TASK STATEMENT: Looking through the records that follow, determine how many lines contain "those" and reply with that number alone.

SOURCE DATA:
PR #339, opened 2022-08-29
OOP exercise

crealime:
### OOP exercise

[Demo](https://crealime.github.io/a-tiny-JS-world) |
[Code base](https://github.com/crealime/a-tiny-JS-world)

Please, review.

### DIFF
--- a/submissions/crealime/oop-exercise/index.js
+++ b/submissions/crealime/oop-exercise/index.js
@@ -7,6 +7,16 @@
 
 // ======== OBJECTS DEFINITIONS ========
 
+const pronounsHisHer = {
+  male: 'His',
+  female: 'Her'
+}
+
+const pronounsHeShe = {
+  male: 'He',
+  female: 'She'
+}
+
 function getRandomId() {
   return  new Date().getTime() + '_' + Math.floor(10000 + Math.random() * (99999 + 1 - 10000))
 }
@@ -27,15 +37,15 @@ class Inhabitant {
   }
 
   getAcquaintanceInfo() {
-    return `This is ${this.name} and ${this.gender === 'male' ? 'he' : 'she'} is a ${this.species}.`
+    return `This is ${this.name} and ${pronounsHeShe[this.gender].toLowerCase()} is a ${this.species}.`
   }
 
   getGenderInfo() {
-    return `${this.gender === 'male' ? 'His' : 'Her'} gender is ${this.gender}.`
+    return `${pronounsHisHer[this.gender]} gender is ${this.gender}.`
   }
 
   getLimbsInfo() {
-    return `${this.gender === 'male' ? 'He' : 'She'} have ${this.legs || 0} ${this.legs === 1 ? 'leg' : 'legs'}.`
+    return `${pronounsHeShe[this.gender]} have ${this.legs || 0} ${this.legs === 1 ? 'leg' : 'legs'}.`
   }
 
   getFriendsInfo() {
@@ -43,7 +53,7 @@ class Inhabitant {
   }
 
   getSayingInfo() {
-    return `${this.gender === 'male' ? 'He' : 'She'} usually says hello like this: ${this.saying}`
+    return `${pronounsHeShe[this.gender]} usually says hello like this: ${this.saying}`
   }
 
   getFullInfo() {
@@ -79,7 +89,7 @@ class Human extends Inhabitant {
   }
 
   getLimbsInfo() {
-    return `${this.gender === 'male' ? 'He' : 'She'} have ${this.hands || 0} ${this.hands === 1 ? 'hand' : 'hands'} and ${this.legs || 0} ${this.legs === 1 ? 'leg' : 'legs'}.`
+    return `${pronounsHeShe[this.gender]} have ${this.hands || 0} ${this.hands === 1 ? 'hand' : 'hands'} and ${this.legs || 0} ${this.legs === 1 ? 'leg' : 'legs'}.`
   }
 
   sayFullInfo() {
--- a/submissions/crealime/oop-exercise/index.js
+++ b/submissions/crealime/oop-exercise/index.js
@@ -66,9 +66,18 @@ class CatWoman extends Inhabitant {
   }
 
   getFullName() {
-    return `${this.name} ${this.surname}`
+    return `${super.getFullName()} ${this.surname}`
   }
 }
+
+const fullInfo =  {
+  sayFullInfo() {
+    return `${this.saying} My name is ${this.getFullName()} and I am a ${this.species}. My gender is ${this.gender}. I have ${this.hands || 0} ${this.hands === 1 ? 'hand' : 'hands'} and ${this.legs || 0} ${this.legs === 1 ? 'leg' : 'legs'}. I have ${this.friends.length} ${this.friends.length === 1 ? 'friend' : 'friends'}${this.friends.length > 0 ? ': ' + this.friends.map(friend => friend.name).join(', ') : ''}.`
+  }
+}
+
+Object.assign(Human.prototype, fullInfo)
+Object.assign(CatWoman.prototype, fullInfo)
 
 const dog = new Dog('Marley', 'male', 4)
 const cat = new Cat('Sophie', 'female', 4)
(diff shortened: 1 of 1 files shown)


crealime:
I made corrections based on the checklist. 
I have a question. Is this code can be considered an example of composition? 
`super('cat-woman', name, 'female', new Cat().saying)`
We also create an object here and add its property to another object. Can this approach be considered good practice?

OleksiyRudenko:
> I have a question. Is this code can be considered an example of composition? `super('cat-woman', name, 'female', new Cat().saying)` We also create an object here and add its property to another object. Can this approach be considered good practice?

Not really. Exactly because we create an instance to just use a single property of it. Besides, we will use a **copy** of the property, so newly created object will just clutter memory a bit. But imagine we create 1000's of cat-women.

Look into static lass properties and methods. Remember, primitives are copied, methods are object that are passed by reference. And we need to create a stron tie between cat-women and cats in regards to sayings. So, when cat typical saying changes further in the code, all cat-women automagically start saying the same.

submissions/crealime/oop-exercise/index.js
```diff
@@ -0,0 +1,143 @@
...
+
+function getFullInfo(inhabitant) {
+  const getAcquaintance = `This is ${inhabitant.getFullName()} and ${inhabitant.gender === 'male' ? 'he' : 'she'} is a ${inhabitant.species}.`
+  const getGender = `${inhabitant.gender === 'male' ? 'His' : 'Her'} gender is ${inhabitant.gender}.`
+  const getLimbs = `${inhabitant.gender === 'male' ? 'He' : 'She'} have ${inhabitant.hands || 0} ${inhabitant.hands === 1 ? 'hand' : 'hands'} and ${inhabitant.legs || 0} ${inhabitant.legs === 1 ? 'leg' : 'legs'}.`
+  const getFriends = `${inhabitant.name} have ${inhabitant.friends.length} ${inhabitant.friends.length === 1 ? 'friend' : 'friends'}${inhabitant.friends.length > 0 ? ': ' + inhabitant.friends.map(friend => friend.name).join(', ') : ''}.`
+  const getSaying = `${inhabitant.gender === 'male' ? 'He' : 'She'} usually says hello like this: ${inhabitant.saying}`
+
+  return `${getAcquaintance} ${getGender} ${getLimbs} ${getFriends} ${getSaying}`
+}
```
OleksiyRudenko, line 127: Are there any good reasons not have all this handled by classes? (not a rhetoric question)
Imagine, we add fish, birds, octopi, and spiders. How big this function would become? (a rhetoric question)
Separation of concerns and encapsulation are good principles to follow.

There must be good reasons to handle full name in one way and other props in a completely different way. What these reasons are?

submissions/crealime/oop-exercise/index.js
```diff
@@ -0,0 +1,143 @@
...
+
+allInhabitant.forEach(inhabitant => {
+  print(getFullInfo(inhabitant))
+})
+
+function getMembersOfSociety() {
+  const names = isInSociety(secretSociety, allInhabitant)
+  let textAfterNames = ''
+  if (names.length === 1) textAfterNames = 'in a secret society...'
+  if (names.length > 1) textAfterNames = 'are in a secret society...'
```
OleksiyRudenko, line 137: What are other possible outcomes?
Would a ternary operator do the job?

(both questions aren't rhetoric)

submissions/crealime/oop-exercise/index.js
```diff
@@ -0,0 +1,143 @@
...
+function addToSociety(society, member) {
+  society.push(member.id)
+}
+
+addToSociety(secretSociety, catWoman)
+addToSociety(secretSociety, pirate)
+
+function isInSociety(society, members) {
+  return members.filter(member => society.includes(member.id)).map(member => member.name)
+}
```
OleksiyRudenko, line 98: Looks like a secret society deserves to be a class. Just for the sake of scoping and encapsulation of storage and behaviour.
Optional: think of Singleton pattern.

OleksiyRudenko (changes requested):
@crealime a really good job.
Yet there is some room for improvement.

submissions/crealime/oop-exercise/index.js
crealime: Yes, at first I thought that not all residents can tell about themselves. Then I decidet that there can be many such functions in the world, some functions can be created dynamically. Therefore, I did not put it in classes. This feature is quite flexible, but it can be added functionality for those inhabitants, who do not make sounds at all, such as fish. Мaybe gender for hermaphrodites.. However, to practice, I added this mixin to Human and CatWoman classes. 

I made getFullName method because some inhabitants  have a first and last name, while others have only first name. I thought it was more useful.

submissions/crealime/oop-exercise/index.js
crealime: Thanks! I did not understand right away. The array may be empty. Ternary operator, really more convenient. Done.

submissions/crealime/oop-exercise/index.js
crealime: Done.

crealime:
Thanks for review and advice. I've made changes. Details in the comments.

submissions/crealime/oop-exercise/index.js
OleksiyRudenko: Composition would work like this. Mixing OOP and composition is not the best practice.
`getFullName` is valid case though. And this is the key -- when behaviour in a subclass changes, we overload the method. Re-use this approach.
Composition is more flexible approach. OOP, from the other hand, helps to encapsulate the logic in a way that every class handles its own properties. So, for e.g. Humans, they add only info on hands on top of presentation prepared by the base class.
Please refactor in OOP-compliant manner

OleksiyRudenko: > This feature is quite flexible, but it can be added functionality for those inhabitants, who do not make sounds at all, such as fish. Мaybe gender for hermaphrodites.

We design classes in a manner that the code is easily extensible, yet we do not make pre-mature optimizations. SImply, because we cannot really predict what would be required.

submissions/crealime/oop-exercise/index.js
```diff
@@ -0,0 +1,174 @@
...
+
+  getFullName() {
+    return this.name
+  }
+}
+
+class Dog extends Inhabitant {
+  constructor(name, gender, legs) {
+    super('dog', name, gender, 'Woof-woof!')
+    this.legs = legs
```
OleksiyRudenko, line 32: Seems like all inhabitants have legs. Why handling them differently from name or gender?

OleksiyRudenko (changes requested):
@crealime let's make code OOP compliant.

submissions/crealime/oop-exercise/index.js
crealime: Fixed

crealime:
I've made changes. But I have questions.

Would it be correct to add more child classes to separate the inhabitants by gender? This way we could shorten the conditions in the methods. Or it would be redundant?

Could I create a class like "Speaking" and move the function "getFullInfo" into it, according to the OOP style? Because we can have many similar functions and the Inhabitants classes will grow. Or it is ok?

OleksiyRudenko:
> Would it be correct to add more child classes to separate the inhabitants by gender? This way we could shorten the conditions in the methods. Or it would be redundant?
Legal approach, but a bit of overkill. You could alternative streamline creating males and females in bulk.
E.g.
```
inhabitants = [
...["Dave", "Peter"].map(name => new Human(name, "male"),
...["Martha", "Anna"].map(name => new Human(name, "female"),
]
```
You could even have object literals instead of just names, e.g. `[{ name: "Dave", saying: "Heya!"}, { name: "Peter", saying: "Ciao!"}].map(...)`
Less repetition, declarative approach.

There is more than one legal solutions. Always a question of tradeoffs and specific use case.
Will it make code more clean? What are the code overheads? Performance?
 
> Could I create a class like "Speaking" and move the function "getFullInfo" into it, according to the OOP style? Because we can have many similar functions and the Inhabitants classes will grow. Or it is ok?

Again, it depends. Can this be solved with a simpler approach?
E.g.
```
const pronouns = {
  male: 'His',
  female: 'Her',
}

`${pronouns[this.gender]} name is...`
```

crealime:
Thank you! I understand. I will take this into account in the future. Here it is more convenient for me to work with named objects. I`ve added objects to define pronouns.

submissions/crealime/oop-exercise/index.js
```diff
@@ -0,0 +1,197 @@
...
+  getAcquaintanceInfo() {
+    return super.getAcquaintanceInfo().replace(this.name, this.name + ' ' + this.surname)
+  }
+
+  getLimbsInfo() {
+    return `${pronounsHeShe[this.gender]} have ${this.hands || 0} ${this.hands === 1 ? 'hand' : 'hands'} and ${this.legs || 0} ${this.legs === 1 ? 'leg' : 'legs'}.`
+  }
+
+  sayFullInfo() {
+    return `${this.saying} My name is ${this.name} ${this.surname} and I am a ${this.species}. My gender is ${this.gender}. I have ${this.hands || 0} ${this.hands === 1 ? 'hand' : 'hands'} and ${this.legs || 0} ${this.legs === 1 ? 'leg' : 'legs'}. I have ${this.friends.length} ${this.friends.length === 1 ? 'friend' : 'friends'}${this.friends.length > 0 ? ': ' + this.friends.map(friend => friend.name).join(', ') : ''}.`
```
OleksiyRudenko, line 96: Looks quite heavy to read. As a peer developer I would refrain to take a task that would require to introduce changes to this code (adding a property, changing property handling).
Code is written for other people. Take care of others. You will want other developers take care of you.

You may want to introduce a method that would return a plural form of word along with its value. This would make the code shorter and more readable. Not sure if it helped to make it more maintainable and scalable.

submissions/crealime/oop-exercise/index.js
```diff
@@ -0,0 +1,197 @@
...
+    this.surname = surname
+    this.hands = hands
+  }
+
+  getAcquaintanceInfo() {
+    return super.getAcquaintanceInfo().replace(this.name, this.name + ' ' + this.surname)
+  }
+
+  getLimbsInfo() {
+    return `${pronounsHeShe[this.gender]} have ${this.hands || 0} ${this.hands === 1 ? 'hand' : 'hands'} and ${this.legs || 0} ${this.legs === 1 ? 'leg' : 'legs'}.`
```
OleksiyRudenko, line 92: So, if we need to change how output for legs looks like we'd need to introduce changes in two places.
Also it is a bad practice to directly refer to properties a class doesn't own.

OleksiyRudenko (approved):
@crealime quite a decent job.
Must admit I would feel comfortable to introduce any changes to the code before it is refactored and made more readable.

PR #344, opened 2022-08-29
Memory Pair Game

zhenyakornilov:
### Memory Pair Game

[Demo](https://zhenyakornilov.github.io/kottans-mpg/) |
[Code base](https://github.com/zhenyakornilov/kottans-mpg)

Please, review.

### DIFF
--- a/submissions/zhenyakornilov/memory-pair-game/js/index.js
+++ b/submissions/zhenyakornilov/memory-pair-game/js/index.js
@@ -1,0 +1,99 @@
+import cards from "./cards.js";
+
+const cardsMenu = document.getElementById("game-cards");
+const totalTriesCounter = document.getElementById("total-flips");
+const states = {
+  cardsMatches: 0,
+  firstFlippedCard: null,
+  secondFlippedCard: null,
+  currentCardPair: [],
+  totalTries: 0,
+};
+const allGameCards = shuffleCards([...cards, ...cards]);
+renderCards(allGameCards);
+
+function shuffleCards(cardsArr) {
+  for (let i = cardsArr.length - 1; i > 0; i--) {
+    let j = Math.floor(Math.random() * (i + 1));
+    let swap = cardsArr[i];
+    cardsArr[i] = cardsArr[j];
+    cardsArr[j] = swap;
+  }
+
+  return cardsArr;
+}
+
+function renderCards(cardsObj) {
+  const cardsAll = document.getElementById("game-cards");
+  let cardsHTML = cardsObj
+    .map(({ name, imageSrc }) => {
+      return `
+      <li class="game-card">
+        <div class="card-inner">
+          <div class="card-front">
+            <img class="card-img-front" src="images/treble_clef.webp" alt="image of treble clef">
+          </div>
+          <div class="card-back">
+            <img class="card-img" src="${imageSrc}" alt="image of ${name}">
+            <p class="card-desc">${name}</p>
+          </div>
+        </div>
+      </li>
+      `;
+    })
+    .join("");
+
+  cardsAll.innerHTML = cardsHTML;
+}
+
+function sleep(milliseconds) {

EXERCISE SOLUTION: 2